出典:第58回作業療法士国家試験(2023)午前 問34
問題
手指の巧緻性向上を目的とした作業療法で適切なのはどれか。2つ選べ。
選択肢
1 陶芸の菊練り
2 籐細工の編み込み
3 マクラメの平結び
4 木版画の摺り
5 木工の鋸挽き
解答
正解2(籐細工の編み込み)、3(マクラメの平結び)
解説

巧緻性訓練には指先での細かな操作を要する作業が適する。籐細工の編み込みとマクラメの平結びは指先の精緻な操作を反復するため巧緻性向上に有効。

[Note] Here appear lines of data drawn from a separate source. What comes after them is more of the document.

PR #54, opened 2017-11-24
Add `asking orders` step

zheileman:
This step let the applicant choose what the court needs to do about
the children. When `other` is selected, it goes to another step to
enter more details.

### DIFF
--- a/lib/extensions/string_extension.rb
+++ b/lib/extensions/string_extension.rb
@@ -1,0 +1,15 @@
+module StringExtension
+  def true?
+    /(true|t|yes|y|1)$/i.match(to_s).present?
+  end
+
+  def false?
+    to_s.strip.empty? || /(false|f|no|n|0)$/i.match(to_s).present?
+  end
+
+  def to_bool
+    return true  if true?
+    return false if false?
+    raise ArgumentError, "Invalid value for Boolean: `#{self}`"
+  end
+end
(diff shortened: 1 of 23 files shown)


lib/extensions/string_extension.rb
```diff
@@ -0,0 +1,15 @@
+module StringExtension
+  def true?
+    /(true|t|yes|y|1)$/i.match(to_s).present?
+  end
+
+  def false?
+    to_s.strip.empty? || /(false|f|no|n|0)$/i.match(to_s).present?
+  end
+
+  def to_bool
```
tatyree: This isn't being used anywhere.  Do you need it at this point?

zheileman: Hmm, not really. I guess I can just leave the true? / false? methods. I will remove it and update the tests as at the moment to_bool is the method being tested than implicitly uses the others.

lib/extensions/string_extension.rb
```diff
@@ -0,0 +1,9 @@
+module StringExtension
+  def true?
+    /(true|t|yes|y|1)$/i.match(to_s).present?
+  end
+
+  def false?
```
tatyree: While it makes sense for logical completeness, I've just realised `.false?` isn't being used anywhere except the tests, either...

I'd suggest it should come out as well–makes the tests simpler and keeps potential mutants at bay 😄

zheileman: Ok. I would normally leave it there for the logical sense as you say, but probably in this service will never be used, as looking at the decision trees we do things when something is checked, not when something is *not* checked. Or we cover these under the If (checked) else (not checked) statement. So will remove it 👍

手指の巧緻性は、指先での細かく協調した把持・操作能力を指す。籐細工の編み込みは細い材料を指先でつまみ通し交差させる操作を、マクラメの平結びは紐を指先で正確に結ぶ操作を反復するため、いずれも巧緻性向上に適する。一方、陶芸の菊練りや木工の鋸挽きは上肢・体幹の粗大筋力や全身の協調を要する粗大運動であり、木版画の摺りもバレンを手掌全体で押す粗大な動作であって、指先の巧緻性訓練としては適さない。作業活動の分析(アクティビティ・アナリシス)により、目的とする機能に合致した作業を選択する視点が問われている。

✗ 1. 誤り
陶芸の菊練り
全身・上肢の粗大筋力と体重を用いる粗大運動で、巧緻性訓練には不向き
✓ 2. 正しい
籐細工の編み込み
細い材料を指先でつまみ交差させる精緻な操作を反復し巧緻性向上に有効
✓ 3. 正しい
マクラメの平結び
紐を指先で正確に結ぶ操作を繰り返し巧緻性向上に有効
✗ 4. 誤り
木版画の摺り
バレンを手掌で押す粗大な動作が主で、指先の巧緻性訓練には不向き
✗ 5. 誤り
木工の鋸挽き
上肢の反復粗大運動で筋力・協調の要素が強く、巧緻性訓練には不向き
ポイント
  • 巧緻性=指先での細かな協調操作
  • 籐細工・マクラメは指先操作の反復に適する
  • 菊練り・鋸挽き・摺りは粗大運動要素が強い
比較表
手工芸作業と主に賦活される機能
作業主な要素
籐細工の編み込み手指巧緻性・両手協調
マクラメの平結び手指巧緻性・指先操作
陶芸の菊練り上肢・体幹の粗大筋力
木工の鋸挽き上肢の反復粗大運動
木版画の摺り手掌での押圧(粗大)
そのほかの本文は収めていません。